Ancak evlere kapanma ve alışılagelmiş sarf malzemelerinin tüketimindeki azalma sebebi ile fabrikalar daha az üretmeye, daha az makine kullanmaya başladı. Önceden siparişi verilen ve satın alması yapılmış pres, endüstriyel tezgahlar, fırınlar, kazanlar, iş makineleri, vb gibi ürünlerin taşınması, kesintisiz olarak 2020 ilk yarısı sonuna kadar devam etti. İthalat/ihracat ve yurtiçi taşımalarındaki olumsuz etkiyi yılın 2. yarısında nispeten daha fazla hissetti sektörümüz. Ulaştırma ve lojistik sektörüne pandemi sürecinde yurtiçinde herhangi bir kısıtlama getirilmemiş olması, lokal çalışan üyelerimize işlerini devam ettirebilme imkanı tanıdı.

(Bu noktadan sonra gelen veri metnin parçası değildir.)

PR #1932, opened 2019-01-14
TAO-7417 web installer

handleman:
Task: https://oat-sa.atlassian.net/browse/TAO-7417
Description:
When you are installing tao application with web installer you re getting into jQuery crush when return to the "Licensing Agreement" step from last step.
screenshot 2019-01-13 at 19 51 19

With approve from Bertrand side, was decided to wrap jquery-ui lib into AMD module manually. It would be proper temporary solution since we are planning to remove jquery-ui in future


handleman:
@thomasgarrard  could you check?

Ancak uluslararası çalışan paydaşlarımız için sınır kapılarındaki ‘PCR Test Süreci’ ve pandemi döneminde kısıtlı olarak verilen vizeler sebebi ile sefer süreleri uzadı, maliyetler arttı, sefer sayıları düştü. İthalat/ihracat dengesizliği sebebi ile dolu/boş ring sefer ihtiyacı ortaya çıktı ancak bu olumsuzluklar birebir navlunlara yansıtılamadığı için kısmi de olsa finansal zorlanmalar yaşandı.

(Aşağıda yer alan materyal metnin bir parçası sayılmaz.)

PR #1944, opened 2019-01-22
Fix/tao 7082/fixed deque without queue

zagovorichev:
dequeue action calls each time to run an action, even if the user wasn't queued


models/classes/actionQueue/implementation/InstantActionQueue.php
```diff
@@ -151,12 +151,15 @@ protected function dequeue(QueuedAction $action, User $user)
     {
         $key = $this->getQueueKey($action);
         $positions = $this->getPositions($action);
-        unset($positions[$user->getIdentifier()]);
+        if (array_key_exists($user->getIdentifier(), $positions)) {
+            // now we sure that this user has been queued
```
boajer: Looks like this condition should wrap also changing trend `if` statement,  that would allow to minimise writes to the persistence.

uncleempty: Changes applied

PR #1949, opened 2019-01-22
Update CommonRestModule to be able to work with classes

Babacooll:
This PR aims at being able to work with "classes" as well as "resources" in the CommonRestModule.

The CommonRestModule currently implements post(), put(), delete(), get() that are able to work with resources. Those methods are now deprecated (will be removed in the future) and 4 facades have been added on top of them restPostResource(), restPutResource(), restDeleteResource(), restGetResource(), they have the same signature and when the 4 previous methods will be deprecated the logic will be reimplemented inside those new ones.

The old index() method gives access to the original API (for resources) without any breaking change.
The new resources() method gives access to the original API (for resources but with breaking changes (the ACL is more extensive).
The new classes() method gives access to a new API that works with classes.

There are also 3 new methods restPostClass(), restDeleteClass() and restGetClass().


siwane (approved):

zagovorichev:
1. Do we need the required parameters (at least `label`) for class creation?
2. PHP Warning during the class creation

2df7195574766b3e74f9aeafe38f2737b51f6b44670227d2b7332117334bab82

PR #1950, opened 2019-01-22
Remove Easter Egg from item's stylesheets

start-admin:
https://oat-sa.atlassian.net/browse/TAO-7458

Bu süreç içerisinde; tüm tedbirleri almamıza rağmen, limanlar, gümrükler, fabrikalar, şantiyeler gibi ortamlara giriş çıkış yapan sektör çalışanlarımızdan maalesef hastalananlar ve kaybettiklerimiz de oldu. Yine de pandemi sürecinde çalışma şartları olarak şanslı sektörlerden biri olduğumuzu düşünüyoruz.

Şoförlerimiz sadece kendilerinin bulunduğu araçlarında zaman geçirdiği ve taşıdığımız yüklerin ebatları sebebi ile yükleme boşaltma alanları genelde açık hava olduğu için hastalığa yakalanma oranları düşük kaldı. Üzülerek bildirmek istiyoruz ki, hastalıkların çoğu maalesef ev ortamlarından bulaş sonucu ortaya çıktı. Saha personeli haricinde beyaz yaka ofis çalışanlarımız, seyreltilmiş sayılarda veya uzaktan bağlantı ile işlerine devam ettiler. Bu sayede sektörümüz de yeni bilgisayar programları ve internet bağlantı opsiyonları ile oldukça haşır neşir oldu ve çağa ayak uydurdu.

Tüm diğer sektörlerde olduğu gibi; ‘Esnek çalışma saatleri’ kavramını tecrübe ederek yaşamış olduk, gece/gündüz, iş günü/ tatil günü, mesai saati içi/mesai saati dışı gibi kavramlar nispeten ortadan kalktı. Mevzuatlar ve bürokrasi ile ilişkimize gelince; 2014 yılından bu yana çalışmalarına devam etmekte olduğumuz ‘Ağır ve Havaleli Yük Taşımacılığı Yönetmelik Taslağı’ konusunda, Karayolları Genel Müdürlüğü ile irtibatımızı, pandemi sürecinde de devam ettiriyoruz. Diğer yandan Türkiye Odalar Borsalar Birliği ‘Lojistik Temsil Grubu’nda bulunan AND sandalyemizin görev ve sorumluluklarının bilincinde olarak; TOBB ile iletişimde kalmaya ve sektörümüz temsilcisi olarak yapılan anketlere katılmaya, görüş istenen konularda bilgi paylaşmaya devam ediyoruz. Dileriz normalleşme sürecimiz de kısa sürede Devletimizin arzu ettiği şartlara kavuşur, bizler de üyelerimizle tekrar yüz yüze toplantılarımızla, fuarlarımızla, iftar davetlerimizle birlikte oluruz.